● **Data**
PR #543, opened 2024-07-04
fix-malloc

FrancescoPoluzzi:
Fixed brk() and sbrk() syscalls in sw\device\lib\runtime\syscalls.c


JoseCalero:
This is OK. 
I tested it, apparently it fixed #512, i am gonna merge this and then will test again #512 just to double check.

Issue #542, opened 2024-07-03
Fix spi HAL on status access subfields


davideschiavone:

davideschiavone:
#544

PR #544, opened 2024-07-05
Fix SPI byte-addressable problem

JoseCalero:
Related to #542 
The problem is related to the compiler generating 'lb' instructions and the I/O devices not being byte addressable. This is a possible solution, basically it relies on an union to force the compiler having to load the complete word.

- [x] tested with default core
- [x] Need to test on modelsim with cv32e40px

image


JoseCalero:
@davideschiavone it is tested and it works, at least the hellow world with the cv32e40px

● **Work order**
Copy the lines from the start of the data verbatim, stopping after the line containing "Related to #542".

● **Your response**
PR #543, opened 2024-07-04
fix-malloc

FrancescoPoluzzi:
Fixed brk() and sbrk() syscalls in sw\device\lib\runtime\syscalls.c


JoseCalero:
This is OK. 
I tested it, apparently it fixed #512, i am gonna merge this and then will test again #512 just to double check.

Issue #542, opened 2024-07-03
Fix spi HAL on status access subfields


davideschiavone:

davideschiavone:
#544

PR #544, opened 2024-07-05
Fix SPI byte-addressable problem

JoseCalero:
Related to #542 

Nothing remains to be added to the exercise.